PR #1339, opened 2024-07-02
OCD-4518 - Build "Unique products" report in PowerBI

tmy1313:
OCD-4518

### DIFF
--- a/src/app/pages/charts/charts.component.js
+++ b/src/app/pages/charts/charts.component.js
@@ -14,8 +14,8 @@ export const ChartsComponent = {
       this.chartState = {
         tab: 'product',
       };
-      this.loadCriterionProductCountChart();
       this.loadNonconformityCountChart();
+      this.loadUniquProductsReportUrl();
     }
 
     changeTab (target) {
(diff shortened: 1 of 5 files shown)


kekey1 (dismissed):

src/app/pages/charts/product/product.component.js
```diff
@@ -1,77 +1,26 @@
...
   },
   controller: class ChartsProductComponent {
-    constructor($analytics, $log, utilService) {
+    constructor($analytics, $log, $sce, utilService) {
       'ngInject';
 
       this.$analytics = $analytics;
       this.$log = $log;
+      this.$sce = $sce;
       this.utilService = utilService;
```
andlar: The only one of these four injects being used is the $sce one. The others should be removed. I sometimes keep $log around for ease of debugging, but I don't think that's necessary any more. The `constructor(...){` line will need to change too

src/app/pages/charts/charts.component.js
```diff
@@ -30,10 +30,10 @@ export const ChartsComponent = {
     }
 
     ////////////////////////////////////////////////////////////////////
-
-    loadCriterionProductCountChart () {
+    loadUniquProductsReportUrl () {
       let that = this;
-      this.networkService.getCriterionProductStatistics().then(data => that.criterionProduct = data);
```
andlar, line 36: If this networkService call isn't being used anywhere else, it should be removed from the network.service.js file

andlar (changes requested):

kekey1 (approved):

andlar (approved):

## BRIEF
Looking at the entries above, find how many lines include the word "used" and write that number alone.

## TASK RESPONSE
2